The Western dealer (Suburbanite) wanted $3700

And the Fisher dealer (Homesteader) wanted $3176

So for the price for a new plow thought that was decent, plus I'm not plowing much here in New England, just sick of the mess the town makes for me. 

Up to you what ya' wanna spend, I tried finding something on E-bay but to no luck, I liked the Snoway down-pressure option but couldn't justify the extra money. Also, evryone I know has a Fisher and you can't beat 'em for reliability.

Just my 2 cents, hope this helps.


----------



## tinymitymo (Feb 23, 2007)

I love my Sno-Way.....


----------



## Hedgehog (Nov 18, 2006)

I got a price of $3,500 for the Snoway with down pressure. That price was uninstalled.


----------



## Hedgehog (Nov 18, 2006)

Also, how tall is the blade on the Homesteader?


----------



## itsgottobegreen (Mar 31, 2004)

I have a compete 6.8' fisher LD for a tacoma. I might be willing to part with it. Its mint. I just about gave up trying to find a used tacoma to put it on. 

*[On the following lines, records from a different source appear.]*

PR #56, opened 2015-06-02
Hwkalerts 54

jshaughn:
Refactor such that AlertsService and Impl does not handle both client requests and engine running concerns.  Allow client requests (like getAlerts) to be serviced by a pool of beans, while maintaining the singleton for the engine.

### DIFF
--- a/hawkular-alerts-api/src/main/java/org/hawkular/alerts/api/services/AlertsService.java
+++ b/hawkular-alerts-api/src/main/java/org/hawkular/alerts/api/services/AlertsService.java
@@ -32,27 +32,12 @@ import org.hawkular.alerts.api.model.data.Data;
  */
 public interface AlertsService {
 
-    void sendData(Data data);
-
-    void sendData(Collection<Data> data);
-
     /**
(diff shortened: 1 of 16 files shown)


lucasponce:
Hi Jay,
I'm reviewing this PR and I've seen a couple of things with the session that need to be fixed.
I've checkout your branch and I'm preparing a couple of commits to pile on that.

lucasponce:
In particular I'm working in these commits:
- Makes a share session for keyspace, instead to have two as we have.
- The current PR needs to change that, if not a multiple session creation can lead into performance issues.
- If we separate all statements into CassStatement, I think we should refactor definitions as well, I think it's confusing to have splitted this.

I hope to have ready this fixes during the day.

jshaughn:
OK, I was admittedly unsure about the Cassandra session handling and keyspace, so I'm glad you picked up on that.  I put a TODO in the code mentioning that we should probably consolidate all PreparedStatements into CassStatement.

lucasponce:
+1
Thx for the changes !

PR #57, opened 2015-06-04
HWKALERTS-56 : Need a way to fetch Alerts without the evaluations

jshaughn:
Add a "thin" query param to Alerts GET endpoint.  It currently will remove
the evalSets and resolvedEvalSets from the Alerts returned from the fetch.
This can be a good option for an initial list of alerts, where a more
robust pull of alert details can be deferred.

### DIFF
--- a/hawkular-alerts-api/src/main/java/org/hawkular/alerts/api/model/condition/Alert.java
+++ b/hawkular-alerts-api/src/main/java/org/hawkular/alerts/api/model/condition/Alert.java
@@ -16,6 +16,10 @@
  */
 package org.hawkular.alerts.api.model.condition;
 
+import java.lang.annotation.ElementType;
+import java.lang.annotation.Retention;
+import java.lang.annotation.RetentionPolicy;
+import java.lang.annotation.Target;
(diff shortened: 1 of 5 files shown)


lucasponce:
I'm +1 with the PR.
The only aspect I would improve is to separate the test in a new one, to not overhead the LifeCycle tests.
I prefer even a simple one (like the manual resolution), but explicit to focus in thin vs non-thin.

I'm afraid that for us LifeCycle class is good, but for third eyes it could be kinda cryptic.

So, I let you decide if you want to re-org the test with a new one or maintain the change.

jshaughn:
The reason I keep merging sub-tests into the existing tests is just because we don't get alerts by default, we have to generate them.  And the async nature of doing that increases the testing run time.  I agree it makes it harder to see what is actually tested.  Perhaps JUnit allows for some test ordering/dependency, such that I can use alerts generated by earlier tests just to test updates and variations of fetches... I'll take a look.

lucasponce:
Perhaps I wrote it bad. I think LifeCycle class is the proper way, but separate method.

There are a lot of the fisher LD out there. You can still get the LD from fisher, but you have to buy the plow and then order a NOS fisher mount for it. Which is $$$$ But its the best little plow ever made.


----------



## Hedgehog (Nov 18, 2006)

I remember seeing these plows at a small agricultural fair down in Rhode Island. What do you think of these. www.pathfindersnowplows.com
Also, what is a NOS fisher mount?


----------



## dmontgomery (Oct 3, 2003)

in a small, light plow like that; Snoway's down pressure is a huge asset. I had a ST (18") on a 4Runner for years and it was a great setup.....

According to Snoway's website you can put a 22 on that truck also........


----------



## itsgottobegreen (Mar 31, 2004)

Hedgehog;472622 said:


> I
> Also, what is a NOS fisher mount?


NOS = new old stock. There are a lot of bigger dealers who still have them laying around. Fisher still makes the mount for the tacoma, but they are per build and very pricey.


----------



## Hedgehog (Nov 18, 2006)

How about the Meyers Drive Pro? I'm sorry, the more I look, the more I get confused.


----------



## toby4492 (Dec 28, 2005)

dmontgomery;472625 said:


> in a small, light plow like that; Snoway's down pressure is a huge asset. I had a ST (18") on a 4Runner for years and it was a great setup.....
> 
> According to Snoway's website you can put a 22 on that truck also........


Yes you can put a 22 series Sno-Way on the truck. With our DP system you get the scraping weight of a much heavier plow without putting unneeded weight on your vehicle. 5 year structural and 2 year electric/hydraulic warranty comes standard with your purchase.


----------



## matts27 (Dec 21, 2007)

> I got a price of $3,500 for the Snoway with down pressure. That price was uninstalled


Sorry took so long to get back to ya', If I got that price I probably woulda gone with the Sno-way. The only dealer around here unfortunately came back to pricey for me.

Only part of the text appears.